Friedlich zu einem geeinten Irland
Auch wenn McGuinness der Gewalt abgeschworen hat, ist sein Ziel weiterhin ein vereinigtes Irland. Er gab an, dieses Ziel jetzt mit demokratischen und friedlichen Mitteln zu verfolgen. Angesprochen auf seine Vergangenheit in der IRA sagte McGuinness, dass er diese niemals versteckt hätte. "Sowohl die britische Armee als auch die RUC (Royal Ulster Constabulary – ehemalige nordirische Polizei) ermordeten Menschen in meiner Stadt, bevor die IRA einen Schuss abgegeben hatte, und ich war Teil einer jungen Generation, die sich entschied, ihnen in der Bogside, im freien Derry entgegenzutreten, und wir traten ihnen entgegen, ich entschuldige mich nicht dafür." Jetzt sehe er sich als Friedensmacher, dem man trauen könne.

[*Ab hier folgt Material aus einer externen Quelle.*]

PR #2274, opened 2022-01-10
Optionally allow additional configurable characters in L057

tunetheweb:

Allow hyphens in L057 as quoted identifiers (same as we allow underscores), as a lot of these are flagging for a lot of my table names in BigQuery.

@jpers36 , any issues with this since you created L057? If you would prefer not to allow this, then happy to move to a BigQuery specific bit of L057 since that already exists.

None

### Pull Request checklist

  - Other.

### DIFF
--- a/src/sqlfluff/rules/L057.py
+++ b/src/sqlfluff/rules/L057.py
@@ -45,6 +45,7 @@ class Rule_L057(BaseRule):
         "quoted_identifiers_policy",
         "unquoted_identifiers_policy",
         "allow_space_in_identifier",
+        "additional_allowed_identifiers",
     ]
 
     def _eval(self, context: RuleContext) -> Optional[LintResult]:
@@ -53,6 +54,7 @@ class Rule_L057(BaseRule):
         self.quoted_identifiers_policy: str
         self.unquoted_identifiers_policy: str
         self.allow_space_in_identifier: bool
+        self.additional_allowed_identifiers: str
 
         # Exit early if not a single identifier.
         if context.segment.name not in ("naked_identifier", "quoted_identifier"):
@@ -88,12 +90,16 @@ class Rule_L057(BaseRule):
             if identifiers_policy_applicable(
                 self.quoted_identifiers_policy, context.parent_stack
             ) and not (
-                identifier.replace("_", "").replace("-", "").isalnum()
+                identifier.replace("_", "")
+                .translate(str.maketrans("", "", self.additional_allowed_identifiers))
+                .isalnum()
                 or (
                     self.allow_space_in_identifier
                     and identifier.replace("_", "")
-                    .replace("-", "")
                     .replace(" ", "")
+                    .translate(
+                        str.maketrans("", "", self.additional_allowed_identifiers)
+                    )
                     .isalnum()
                 )
             ):
--- a/src/sqlfluff/rules/L057.py
+++ b/src/sqlfluff/rules/L057.py
@@ -48,6 +48,28 @@ class Rule_L057(BaseRule):
         "additional_allowed_identifiers",
     ]
 
+    @staticmethod
+    def _standard_cleanups(
+        identifier: str,
+        allow_space_in_identifier: bool,
+        additional_allowed_identifiers: str,
+    ) -> str:
+
+        # We always allow underscores so strip them out
+        identifier = identifier.replace("_", "")
+
+        # Set the identified minus the allowed characters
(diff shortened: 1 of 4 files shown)


tunetheweb:
Can we hold off merging this until @jpers36 gives his opinion please?

jpers36:
@tunetheweb maybe this is something that would best be handled in a config setting, such as either a flag or, more flexibly, a list of allowable non-alphanumerics.

tunetheweb:
> @tunetheweb maybe this is something that would best be handled in a config setting, such as either a flag or, more flexibly, a list of allowable non-alphanumerics.

Good idea done.

In theory, this would allow us to get rid of `allow_space_in_identifier` and handle that in that. Alternatively could keep that (for backwards compatibility and for ease of setting as not always obvious should use quotes). WDYT?

jpers36:
@tunetheweb makes sense to me to leave `allow_space_in_identifier ` for now for backwards compatibility.  We can always remove it later.

tunetheweb:
OK think this is ready for review now.

src/sqlfluff/rules/L057.py
```diff
@@ -62,7 +64,11 @@ def _eval(self, context: RuleContext) -> Optional[LintResult]:
             # Evaluate unquoted identifiers.
             if identifiers_policy_applicable(
                 self.unquoted_identifiers_policy, context.parent_stack
-            ) and not (context.segment.raw.replace("_", "").isalnum()):
+            ) and not (
+                context.segment.raw.replace("_", "")
```
barrywhart, line 68: Nitpick: IIUC, we are ignoring occurrences of `_` as well as `additional_allowed_identifiers`, but doing so in two different ways. Think it might be clearer to incorporate the `_` into the other code somehow? One thought: set the default value of `additional_allowed_identifiers` to `_`. 

Also, it looks like this same (increasingly complex) code is repeated 3 times in the rule. Think we could avoid this duplication?

src/sqlfluff/rules/L057.py
```diff
@@ -53,6 +54,7 @@ def _eval(self, context: RuleContext) -> Optional[LintResult]:
         self.quoted_identifiers_policy: str
         self.unquoted_identifiers_policy: str
         self.allow_space_in_identifier: bool
+        self.additional_allowed_identifiers: str
```
barrywhart, line 57: These aren't really "identifiers". Rather, they are additional _characters_ allowed in identifiers. Perhaps call it `additional_allowed_identifier_characters` for clarity?

barrywhart (changes requested):

src/sqlfluff/rules/L057.py
tunetheweb: I think I'd prefer to keep the underscores in there. To me they should always be allowed. Petty Python doesn't have an `isalnum` equivalent that include them.

Also means we can skip the slightly more complex additional logic if it's not set (which it isn't by default) which would be a slight performance gain... maybe.

However I have refactored the code to avoid duplicating it. Let me know what you think.

src/sqlfluff/rules/L057.py
tunetheweb: I've gone with `additional_allowed_characters` as it's a rule-specific config specific to this rule, so think it's obvious it's for identifiers.

barrywhart (approved):
Looks good! Thanks for the refactoring -- it is 💯.

tunetheweb:
> Looks good! Thanks for the refactoring -- it is 💯.

I had another go to make it even cleaner. WDYT?

barrywhart:
New version looks good, also. When I work on rule code, I am often unsure whether it's better to have one long function or several short ones. Lately, I tend to prefer several short ones, if it helps divide the code into logical sections. I think that makes it easier for maintainers, as it potentially lets them focus on the relevant area of the code without having to worry about the whole function. 🤷‍♂️

tunetheweb:
Yeah it's a judgement call.

I think short ones are good if we want to abstract away a specific bit of function. With this one here, we were basically abstracting away one line calls so having a function seemed overkill. Also a near-identical `replace` calls was left behind in main function (the BigQuery bit), so again didn't seem right to separate them. Not to mention there was the `if` in the function for the `allow_space_in_identifier` which seemed to pass a parameter for the sake of something that was better handled in the one `if` statement, rather than two.

All in all, I think this is better as just one function as pretty short (and a lot of comments, without which it would be shorter still). But any larger, I agree might want to split it up.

Es sei ein besonderes Zeichen, wenn sich jetzt ein nordirischer Politiker für das höchste Amt der Republik Irland bewerbe. Es verwundert nicht, dass sich McGuinness dafür einsetzt, dass auch die Nordiren an der Präsidentschaftswahl der Republik teilnehmen dürfen. Für seine eigene Kandidatur stellt McGuinness' nordirische Herkunft kein Hindernis dar. Bereits die scheidende Präsidentin kommt aus Belfast, und Nordiren können sowohl britische als auch irische Staatsbürger sein.
Gute Wettquoten
Zumindest in den irischen Wettbüros ist Martin McGuinness bereits jetzt auf der Siegerstraße. Nachdem seine Quote zwei Tage vor Bekanntgabe der offiziellen Kandidatur bei 33:1 gelegen war, liegt er jetzt mit 3:1 bereits vor seinen Mitbewerbern Michael D. Higgins (Labour Party) und Gay Mitchell (Fine Gael). Abseits der Wetten gelten jedoch weiterhin Higgins und Mitchell als Favoriten für das Präsidentenamt.